Quando o membro da família que coabita pode se beneficiar do bônus de reestruturação pelas obras realizadas na propriedade pertencente ao membro da família. Aqui estão as explicações do Departamento Fiscal

Bônus de reestruturação: quando cabe ao membro da família que coabita

Reestruturação e benefícios fiscais para o coabitante

Dado os montantes substanciais frequentemente atribuídos pelas famílias ao trabalho de reestruturação extraordináriaNão é incomum que os parentes coabitantes paguem os custos em vez dos proprietários das propriedades, talvez em virtude de uma melhor capacidade de renda.
Vamos ver quais são os requisitos para o família que coabita pode usar o dedução fiscal para o recuperação o herança do edifício.
Através de uma resposta dada às dúvidas levantadas por um contribuinte sobre o assunto, a Receita Federal fornece um princípio claro sobre as condições a serem cumpridas para que o membro da família que coabita se beneficie das facilidades acima mencionadas.
Vamos dar uma olhada mais de perto nas conclusões alcançadas pelas autoridades fiscais.

Bônus de reestruturação e membro da família que coabita


A Receita Federal declarou que para o família que coabita do proprietário ou do proprietário do edifício onde foram realizadas as obras de renovação do edifício (artigo 16-bis, Tuir), pode deduções fiscais é necessário que ele tenha suportado o despesa relacionados.
Também é obrigatório que as faturas que mostram o pagamento e as transferências de crédito sejam para ele pagável.
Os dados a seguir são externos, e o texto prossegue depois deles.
PR #22521, opened 2024-06-05
infra: recursive url loader unit tests

isahers1:


baskaryan (approved):
nice! cc @eyurtsev for thoughts

to fix CI just need to run format / lint:
```bash
cd libs/community
poetry install --with lint,typing
make format
make lint
```

libs/community/tests/unit_tests/document_loaders/test_recursive_url_loader.py
```diff
@@ -0,0 +1,91 @@
+import aiohttp
+import requests_mock
```
eyurtsev, line 2: I think `responses` is a more common library for mocking requests

Do we have both in the code base? https://github.com/getsentry/responses

libs/community/tests/unit_tests/document_loaders/test_recursive_url_loader.py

No entanto, não é necessário que o edifício a ser remodelado seja utilizado como residência principal, uma vez que o proprietário e o coabitante podem residir noutro local.
No entanto, deve-se salientar que a dedução pertence ao membro da família que coabita, desde que as despesas tenham sido incorridas para o trabalho realizado em uma casa em que, em qualquer caso, o coabitação. Deve ser uma propriedade disponível para os coabitantes, como uma segunda casa à beira-mar ou nas montanhas.
Os benefícios fiscais também são devidos se as qualificações para realizar o trabalho estiverem em nome do proprietário da casa e não do membro da família que se beneficia do benefício fiscal.
A Revenue Agency informa que, para família entende-se que (de acordo com o artigo 5, parágrafo 5, Tuir) o cônjuge, os familiares dentro do terceiro grau e os semelhantes dentro do segundo grau.
Deve-se notar também que, na opinião da Receita, não é necessário ter um contrato de empréstimo firmado pelo familiar, pois a elaboração de um declaração substituta de um ato notório atestando a coabitação entre o proprietário do prédio e o beneficiário da dedução. É importante que a coabitação exista desde o início das obras de renovação, mas não necessariamente tem que permanecer durante todo o período de uso da dedução.